3. Update Server State

// Update metadata
now := time.Now()
server.PID = &cmd.Process.Pid
server.StartTime = &now
server.Status = StatusRunning
server.Command = append([]string{"code-server"}, args...)

// Persist to disk
pm.saveServers()

// Start monitoring
go pm.monitorProcess(id, cmd)

Process Monitoring

Per-Process Monitor

Each running server has a dedicated goroutine:

// process_manager.go:516
func (pm *ProcessManager) monitorProcess(id string, cmd *exec.Cmd) {
    // Wait for process to exit
    err := cmd.Wait()

    pm.mutex.Lock()
    defer pm.mutex.Unlock()

    server := pm.servers[id]

    if err != nil {
        log.Printf("Server %s exited with error: %v", server.Name, err)
        pm.logger.LogProcessEvent(id, server.Name, "PROCESS_EXITED_ERROR", err.Error())
        server.Status = StatusFailed
    } else {
        log.Printf("Server %s exited normally", server.Name)
        pm.logger.LogProcessEvent(id, server.Name, "PROCESS_EXITED", "Normal exit")
        server.Status = StatusStopped
    }

    server.PID = nil
    server.StartTime = nil
    pm.saveServers()
}

Global Health Monitor

Single goroutine monitors all servers every 30 seconds:

// process_manager.go:884
func (pm *ProcessManager) startHealthMonitor() {
    ticker := time.NewTicker(30 * time.Second)
    defer ticker.Stop()

    for range ticker.C {
        pm.performHealthCheck()
    }
}

func (pm *ProcessManager) performHealthCheck() {
    pm.mutex.Lock()
    defer pm.mutex.Unlock()

    for serverID, server := range pm.servers {
        if server.Status == StatusRunning && server.PID != nil {
            // Check HTTP health endpoint
            isHealthy := pm.isServerHealthy(server.Port)

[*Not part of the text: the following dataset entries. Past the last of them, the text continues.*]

PR #449, opened 2020-05-08
add MusicVAE models for generating melodic rhythms and shapes directly

iansimon:


music/src/core/data.ts
```diff
@@ -370,8 +384,7 @@ export class MelodyConverter extends DataConverter {
     super(args);
     this.minPitch = args.minPitch;
     this.maxPitch = args.maxPitch;
-    this.ignorePolyphony =
-        (args.ignorePolyphony === undefined) ? true : args.ignorePolyphony;
+    this.ignorePolyphony = args.ignorePolyphony;
```
adarob, line 387: does this change the behavior?

music/src/core/data.ts
```diff
@@ -396,6 +409,143 @@ export class MelodyConverter extends DataConverter {
...
+    noteSequence.totalQuantizedSteps = rhythm.length;
+    return noteSequence;
+  }
+}
+
+/**
+ * Converts between a monophonic, quantized `NoteSequence` containing a melody
+ * and a `Tensor` representing only the *shape* of the melody.
+ *
+ * The shape is represented as a `numSteps`-by-3 `Tensor` containing a one-hot
```
adarob, line 494: I think "`[num_steps, 3]`-shaped `Tensor`" is more readable.

music/src/core/data.ts
```diff
@@ -396,6 +409,143 @@ export class MelodyConverter extends DataConverter {
...
+        this.numSteps);
+    return this.melodyControl.extract(melody);
+  }
+}
+
+/**
+ * Converts between a monophonic, quantized `NoteSequence` containing a melody
+ * and a `Tensor` representing only the *rhythm* of the melody.
+ *
+ * The rhythm is represented as a `numSteps`-by-1 `Tensor` with 1 in the
```
adarob, line 455: I think "`[num_steps, 1]`-shaped `Tensor`" is more readable.

music/src/music_vae/model.ts
```diff
@@ -1034,6 +1107,26 @@ class MusicVAE {
...
   }
 
+  /**
+   * Encodes the input `Tensor`s into latent vectors.
+   *
+   * @param inputTensors A 3D `Tensor` of sequences to encode.
+   * @returns A `Tensor` containing the batch of latent vectors, sized
+   * `[inputTensors.shape[0], zSize]`.
+   */
+  async encodeTensors(inputTensors: tf.Tensor3D) {
```
adarob, line 1117: can we call these new methods from the old ones to avoid duplication and make it more readable?

music/src/core/data.ts
iansimon: Done.

music/src/core/data.ts
iansimon: Done.

music/src/core/data.ts
iansimon: No, because the Melody code now uses true as the default value for ignorePolyphony.

music/src/music_vae/model.ts
iansimon: Talked offline, I don't want to support conditioning yet in the *Tensors methods.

            if !isHealthy {
                log.Printf("Health check failed for server %s", server.Name)
                server.Status = StatusStopped
                server.PID = nil
                server.StartTime = nil
                pm.saveServers()
            }
        }
    }
}

Health Check Implementation

// process_manager.go:951
func (pm *ProcessManager) isServerHealthy(port int) bool {
    client := &http.Client{
        Timeout: 3 * time.Second,
        CheckRedirect: func(req *http.Request, via []*http.Request) error {
            return http.ErrUseLastResponse  // Don't follow redirects
        },
    }

    // Wake up server with root request (ignore result)
    rootResp, _ := client.Get(fmt.Sprintf("http://localhost:%d/", port))
    if rootResp != nil {
        rootResp.Body.Close()
    }

    // Check health endpoint
    resp, err := client.Get(fmt.Sprintf("http://localhost:%d/healthz", port))
    if err != nil {
        return false
    }
    defer resp.Body.Close()

    if resp.StatusCode != http.StatusOK {
        return false
    }

    // Parse response
    var healthResponse struct {
        Status        string `json:"status"`
        LastHeartbeat int64  `json:"lastHeartbeat"`
    }
    json.NewDecoder(resp.Body).Decode(&healthResponse)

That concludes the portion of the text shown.